Por que critérios técnicos importam mais do que preço
O preço da taxa de administração é o critério mais visível na seleção de uma administradora — e frequentemente o menos relevante no médio prazo. Uma taxa mais baixa oferecida por uma administradora sem estrutura técnica pode resultar em inadimplência mal gerida, prestações de contas incompletas ou atendimento inexistente em situações críticas. Esses custos indiretos tendem a superar amplamente a economia mensal obtida.
A lógica é direta: a administradora vai lidar com o dinheiro dos condôminos, com os contratos de trabalho dos funcionários do condomínio, com os prazos fiscais e com as obrigações legais do síndico. Um erro em qualquer dessas frentes pode gerar responsabilidade civil para o síndico e prejuízo financeiro para todos. Por isso, a avaliação técnica deve vir antes da negociação de preço — não ao mesmo tempo.
O art. 1.348, § 2º do Código Civil autoriza o síndico a transferir funções administrativas a terceiros mediante aprovação da assembleia.[1] Essa delegação não extingue a responsabilidade legal do síndico — apenas distribui a execução.
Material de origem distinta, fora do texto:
Issue #171, opened 2018-11-20
std::arch SIMD intrinsics


gnzlbg:
Currently the SIMD intrinsics are implemented in `stdsimd` using `link_llvm_intrinsics` to directly call the llvm intrinsics with the appropriate types, and using a handful of "generic" simd intrinsics. 

Is there a way to directly call Cretonne intrinsics?
Is there a `cfg()` macro available to detect whether the codegen backend is LLVM or Cranelift ?

gnzlbg:
@bjorn3 check this out:

https://github.com/rust-lang-nursery/stdsimd/blob/master/coresimd/x86/sse.rs#L1986

This is how `std::arch` calls into the different simd instructions (not all of them, but many of them). The question is, would it be possible to write similar code to target Cranelift ? Or should we move all of these into `platform-intrinsics` and add the abstraction layer at the Rust codegen level ?

> It does have simd types, which can be used with normal instructiosn like iadd

That sounds more like what `packed_simd` does, which uses some of rustc's generic simd intrinsics, e.g., see here: https://github.com/rust-lang-nursery/packed_simd/blob/master/src/codegen/llvm.rs

It might be easier to get `packed_simd` to work with Cranelift than to get `std::arch` working, but note that `packed_simd` also uses `std::arch` intrinsics in many cases to work arounds codegen bugs in LLVM... A cfg macro to detect the backend would be needed here to detect Cranelift and remove these workarounds, but we might have to potentially add other workarounds for Cranelift, by "somehow" calling Cranelift SIMD operations.

bjorn3:
`cg_clif` currently puts non-primitives in stackslots which would kill simd performance.

bjorn3:
> The question is, would it be possible to write similar code to target Cranelift ?

Not without changes to `cg_clif` to intercept those intrinsics.

> Even if this work is not there yet, I think work to "prepare" std::arch and packed_simdfor Cranelift can already start, and ideally using such a cfg macro we would get one single std::arch intrinsic first, write down the process to "support Cranelift", and try to get people involved, mentor them, etc.

+1

gnzlbg:
What would be desirable to start preparing `stdsimd` and `packed_simd`, is to clarify how the result should look like in those crates. cc @eddyb @sunfishcode 

[...]

PR #842, opened 2019-12-23
Codegen simd intrinsics as simd clif instructions

bjorn3:
Simd values are still stored on the stack, so this doesn't improve performance much yet.

cc #171


bjorn3:
This spuriously hits https://github.com/bytecodealliance/cranelift/issues/1311. Going to cherry pick some comments and keeping the rest until https://github.com/bytecodealliance/cranelift/issues/1311 is fixed.

bjorn3:
I think the error was because I pushed a bad commit between the moment travis job of the previous commit began and the moment the macOS builders checked out this PR.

Quem responde pelos erros da administradora perante os condôminos ainda é o síndico. Por isso, escolher bem é parte do papel do gestor.
Matriz de ponderação sugerida por categoria
Para tornar a avaliação comparável entre candidatas, é útil atribuir pesos às categorias antes de iniciar a análise. A tabela abaixo apresenta uma estrutura de referência — os pesos podem ser ajustados conforme a realidade e as prioridades do condomínio:
| Categoria de critério | Peso sugerido | Justificativa |
|---|---|---|
| Financeiro e contábil | 30% | Gestão do dinheiro é a entrega central da administradora |
| Pessoal e trabalhista | 20% | Folha e rescisões concentram os maiores riscos financeiros |
| Tecnologia e sistemas | 20% | Plataforma define a qualidade da transparência e do acesso do síndico |
| Atendimento e suporte | 20% | Responsividade impacta diretamente a rotina do síndico e dos moradores |
| Certificações e registro | 10% | Indicadores mínimos de idoneidade institucional |
Com essa estrutura, cada candidata recebe uma nota por categoria, ponderada pelo peso correspondente. O resultado é uma pontuação total que permite a comparação objetiva — e justifica a escolha perante o conselho fiscal e a assembleia.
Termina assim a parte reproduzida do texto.